— TO DO —
Please copy each line of the listing below in which the word "dataset" appears.

— DATA SHOWN —
PR #115, opened 2020-09-22
Add configuration for excluding child spans when a parent span is sam…

DanielHeath:
While not able to support interprocess traces, sampling all child spans makes it easy to decide a toplevel trace is 'not interesting' and discard all data associated with it.

### DIFF
--- a/lib/honeycomb/client.rb
+++ b/lib/honeycomb/client.rb
@@ -35,10 +35,10 @@ module Honeycomb
       @additional_trace_options = {
         presend_hook: configuration.presend_hook,
         sample_hook: configuration.sample_hook,
+        sample_excludes_child_spans: configuration.sample_excludes_child_spans,
         parser_hook: configuration.http_trace_parser_hook,
         propagation_hook: configuration.http_trace_propagation_hook,
       }
-
       configuration.after_initialize(self)
 
       at_exit do
--- a/lib/honeycomb/configuration.rb
+++ b/lib/honeycomb/configuration.rb
@@ -9,6 +9,7 @@ module Honeycomb
     attr_accessor :write_key,
                   :dataset,
                   :api_host,
+                  :sample_excludes_child_spans,
                   :debug
 
     attr_writer :service_name, :client, :host_name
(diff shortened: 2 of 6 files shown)


DanielHeath:
Ahh - I had an old copy around that was still using `master`, so I didn't pick up changes. Will rebase.

MikeGoldsmith:
Hi @DanielHeath - sorry for the slow reply. This seems to have slipped through out review net.

We'll review and get back to you soonn.

martin308:
@DanielHeath just reading over this now. One question that comes to mind is: what scenarios would this impact? The general flow is that children are sent first before the parent so I'm struggling to see what impact this would have.

DanielHeath:
The issue: I want to capture either an entire request, or nothing. Without this change, I get a smattering; 10% of one request, 30% of another.

The idea was that child spans would always have `parent` set, so I could propagate the sampling check.

One twist is that the parent is checked for sampling before it finishes - and might not even have all its event data set when deciding whether to sample. This is OK for my use since the parent span gets filled out before anything else happens.

I have been running it for a bit; some of it works, but not ActiveSupport notifications. 

Reading the code, I can see that the activesupport stuff doesn't set `parent`, so the sampling does not propagate. I should be able to fix that though...

DanielHeath:
Wait, nevermind. For this to work I need to store child spans to send later; otherwise you can't perform any action that generates a span while deciding whether to sample or not.

DanielHeath:
For that, I'd need to split out the concept of "span finished" and "span sent" over in context.rb...

DanielHeath:
Testing another iteration of this in our staging env now...

MikeGoldsmith:
Hi @DanielHeath - I just wanted to check-in to see if you've had the opportunity run any further tests?

DanielHeath:
image

I've still got the "We've had to throttle new data for this dataset" warning; once that passes from the account I'll be able to confirm whether it's working as I expect.

DanielHeath:
I've fixed up the merge conflicts on this. 2 more days before the throttle expires.
image

MikeGoldsmith:
Hi @DanielHeath - thanks for this contribution. However, we don't feel this is something we want to add to beeline-ruby. There are ways to achieve a similar result using OpenTelemetry Ruby using a custom sampler.

We’re going to close this for now. Feel free to re-open, if it’s still relevant.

— ANSWER FOR THIS EXERCISE —
                   :dataset,
I've still got the "We've had to throttle new data for this dataset" warning; once that passes from the account I'll be able to confirm whether it's working as I expect.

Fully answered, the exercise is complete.